**Task to complete:**
All that is needed is every line of the listing below that has "force".
=== Section Start ===
PR #624, opened 2026-07-03
fix(commands): /caveman-init works for installed users

### LINKED ISSUE #603: commands/caveman-init.toml runs repo-relative src/tools path — fails for every installed Codex/Gemini user

AmirF194:
## What happen

`commands/caveman-init.toml` tells the agent to run `node src/tools/caveman-init.js {{args}}` "in the current repo". For every installed Codex / Gemini-extension user, cwd is **their** project — that path only exists inside a caveman clone, so `/caveman-init` fails with `Cannot find module` for everyone except caveman developers.

Fixes #603.

## Fix

Two parts:

1. **New `--init-only` flag in `bin/install.js`** — writes the per-repo IDE rule files and skips everything else: the provider install matrix, the interactive TTY picker, and the npx-skills auto-detect fallback. Rationale: the TOML can't just use `--with-init`, because that runs the full agent-install matrix as a side effect — a slash command named *init* must not silently install plugins.
2. **TOML now runs the installer that works from anywhere:** `npx -y github:JuliusBrussee/caveman -- --init-only {{args}}`. `--dry-run` / `--force` pass straight through, so the existing prompt guidance ("dry-run first unless the user passed --force") keeps working.

The other three TOML stubs are prompt-only (no paths) — unaffected.

## Tests

New dry-run e2e test: `--init-only --dry-run` plans rule files, and asserts **no** provider output appears (no `Claude Code detected`, no `would run: claude plugin`, no `skills add`), and nothing is written. Also verified live in a scratch git repo (with `OPENCLAW_WORKSPACE` isolated): `.cursor/`, `.windsurf/`, `.clinerules/`, `.github/`, `.opencode/`, `AGENTS.md` written; zero agent installs triggered. Dry-run suite 3/3, `node --check` clean.

### DIFF
--- a/bin/install.js
+++ b/bin/install.js
@@ -55,7 +55,7 @@ const HOOK_FILES = [
 function parseArgs(argv) {
   const opts = {
     dryRun: false, force: false, skipSkills: false,
-    withHooks: 'auto', withInit: false, withMcpShrink: false,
=== Section End ===
**The completed task:**
2. **TOML now runs the installer that works from anywhere:** `npx -y github:JuliusBrussee/caveman -- --init-only {{args}}`. `--dry-run` / `--force` pass straight through, so the existing prompt guidance ("dry-run first unless the user passed --force") keeps working.
     dryRun: false, force: false, skipSkills: false,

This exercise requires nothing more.